PetaMem has asked for the wisdom of the Perl Monks concerning the following question:

Hello Monks,

I'd like to encode an arbitrary string (may be a perl source in UTF-8 encoding) to a well defined set of characters.

So - something similar to uuencode (pack "u"), but with a defined character set (e.g. only [A-Za-z0-9]) for the encoding string.

Of course, back and forth encoding/decoding should be possible to prevent creation of a write-only device. ;-)

Basically I have only a reduced character set in my "storage" available - about 6bit per character (64 characters) Currently, my best stab at it would be to uuencode the arbitrary string, and do some tr/// on the uuencoded string. Any better ideas?

Update:

I've actually implemented this now for encoding:
my $uuenc = pack "u", $string; $uuenc =~ tr/:;"$%&\/()'*#[]<>@`=,.+-/abcdefghijklmnopqrstuvw/;
and decoding:
my $uudec = $uuenc; $uudec =~ tr/abcdefghijklmnopqrstuvw/:;"$%&\/()'*#[]<>@`=,.+-/; $uudec = unpack "u", $uudec;
Works for me.

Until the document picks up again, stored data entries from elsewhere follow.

Issue #93, opened 2023-09-11
Initial Profile Service


jenniferplusplus:
Now:
- [x] create profile
- [x] modify profile
- [x] lookup profile
- [x] search for profiles
- [x] follow someone
- [x] be followed by someone
- [x] remove follower
- [x] unfollow
- [x] receive follow request
- [x] add to feed (aka join audience)
- [x] remove from feed (leave audience)

Punting this to a future moderation ticket:
- [ ] accept new follower
- [ ] reject follow request
- [ ] send follow request
- [ ] send report
- [ ] block
- [ ] mute

Punting these to future feature tickets:
- [ ] subscribe (follow, but only see public posts)
- [ ] transfer in
- [ ] transfer out
- [ ] delete profile
- [ ] grant access to another account
- [ ] revoke access

jenniferplusplus:
Note to self, change single audience key to follow/subscribe switch plus list of additional audience keys
https://github.com/Letterbook/Letterbook/blob/1cfc87e36668f84463bef41b2dabf8a47a17909c/Letterbook.Core/ProfileService.cs#L209C87-L209C87

PR #94, opened 2023-09-17
Initial, partial implementation of Profile Service

jenniferplusplus:
This scaffolds out a lot of stuff related to profiles and the profile service. This isn't done, but I'm trying to be better about making PRs a reviewable size.

## Details
- Implement and test Create methods
- Move away from using b62 encoded UUID as internal ID type. Just use GUID instead.
  - b62 encoding should still be used in DTOs, because it's still better for URLs
- Early work on making Exceptions consistent and helpful
  - The pattern is more or less final. Eventually I want them to have multiple language support, and help links. But that's a long way off, and a long long way off, respectively.

## Related
- #93


jenniferplusplus:
Ooh, look at that CI keeping e honest

PR #109, opened 2023-10-31
Introduce Serilog logger

runewake2:
Adding structured logging to hopefully help make debugging/monitoring a bit more approachable. This is a first pass - will probably need more thought in order to support additional sinks depending on where this is hosted.

## Details
- Introduces a dependency on [`Serilog.AspNetCore`](https://github.com/serilog/serilog-aspnetcore)
- Logging is configured in `appsettings.json` under `Serilog`. [More about how to do that here](https://github.com/serilog/serilog-settings-configuration).
- Mostly mirrors default .NET logging behavior but with a bit more structure.

I'm most familiar with `Serilog` for structured logging in .NET so that's what I've used here, there may be other options worth pursuing I'm less familiar with.

### DIFF
--- a/Letterbook.Api/Letterbook.Api.csproj
+++ b/Letterbook.Api/Letterbook.Api.csproj
@@ -23,6 +23,7 @@
       <PrivateAssets>all</PrivateAssets>
       <IncludeAssets>runtime; build; native; contentfiles; analyzers; buildtransitive</IncludeAssets>
     </PackageReference>
+    <PackageReference Include="Serilog.AspNetCore" Version="7.0.0" />
     <PackageReference Include="Swashbuckle.AspNetCore" Version="6.4.0" />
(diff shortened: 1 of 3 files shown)


jenniferplusplus (approved):
I know Serilog has more transport options than microsoft.extensions.logging, but otherwise I don't know what the benefit is. I'm also not sure if we need those transports, tbh? But there's no real harm in having it (modulo something like log4shell).

I'm fine with this, but what I would ideally want is an observability stack we can run in development. So: log/trace/metric collection, and backends to query them (if it was me, I'd put together a grafana/loki/prometheus/tempo docker compose spec). That lets telemetry become part of the dev feedback loop, which is what I really want.

edit: we obviously don't have metrics or traces yet, so just logs via grafana/loki, or something else, would be a great start.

My primary objective was to *avoid* specific characters that are used otherwise ( ) < > | , etc.

Bye
 PetaMem
    All Perl:   MT, NLP, NLU

Replies are listed 'Best First'.
Re: Map octets to set of characters
by nobull (Friar) on Jan 30, 2005 at 18:20 UTC
    Your approach using pack('u') and tr/// is likely to be difficult to beat for speed or brevity.

    However if you want to want to conform why not just do what everyone else does, use MIME::Base64.

Re: Map octets to set of characters
by ambrus (Abbot) on Jan 30, 2005 at 19:47 UTC

    Encode to utf7. The utf7 encoding uses only nice printable ascii chars. Of course, it has a very bad compression rate.

    Update: here's an example:

    perl -we 'use Encode; print encode("utf7", "Kr\x{151}zus is cs\x{f3}r\ +x{f3} volt hozz\x{e1} k\x{e9}pest.\n");'
    outputs:
    Kr+AVE-zus is cs+APM-r+APM- volt hozz+AOE- k+AOk-pest.

    Update: this is for unicode strings of course, it's not ideal for binary data.

    Update: For binary data, a very good way is to use MIME::Base64, which is in the core with newer perl versions.